There was still some uncertainty about the hours they were expected to work. On the fourth day, while Miranda was on a yoga course, the Welshman asked the three of them to stay late. He, Lucas and Lee spent the evening cleaning the perimeter of a huge floor area, using cold water and mops, while the senior facilities management team took it in turns to drive round on motorised cleaning machines. The company gave them fish and chips for dinner. He left the other two, still working, at ten o’clock. Lee texted him later to say they had been given three extra hours pay and tomorrow off for staying late. They left an hour after him.

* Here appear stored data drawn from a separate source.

PR #3985, opened 2026-01-28
[next-devel] Move more things into build-args.conf

dustymabe:
A few sources of information were moved around/deleted in https://github.com/coreos/fedora-coreos-config/pull/3978 so let's adjust our files here that need updating.

### DIFF
--- a/build-args.conf
+++ b/build-args.conf
@@ -1,18 +1,14 @@
 # Stream-specific build arguments.
 # Pass to buildah/podman using `--build-arg-file`.
-#
-# This is the base version. This value will get used as a starting point for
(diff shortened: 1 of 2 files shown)


joelcapitao (approved):
LGTM

joelcapitao:
Looks like 43 is not in https://dl.fedoraproject.org/pub/fedora/linux/development/ anymore ? but was it there before ? :thinking:

dustymabe:
This branch isn't active right now so I don't expect tests to pass. We'll fix any issues with it when we re-enable `next-devel` closer to F44 beta.

PR #3986, opened 2026-01-28
versionary: handle corner case with SCOS versioning

dustymabe:
Since the base version of SCOS is 9.0 then the y component will be 0 and the `if not y` will evaluate to True when we don't want it to. Let's switch the initial values to be None and explicitly check against None in the cases where we want to determine if the y or z have been set yet or not.


jbtrystram (approved):
Lgtm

The next day, the fifth, he returned to site with Miranda only to be told by the Welshman that they were not needed. The site was now ready for the client inspection. However, as they were already there they should make themselves useful and dust the metal balustrades in the sills hall. They took a blue roll of hand towel paper and two spray bottles of window cleaner, and worked their way along a hundred foot long stretch of galvanised steel handrail, wiping away the thin layer of dust that had gathered on its horizontal elevations.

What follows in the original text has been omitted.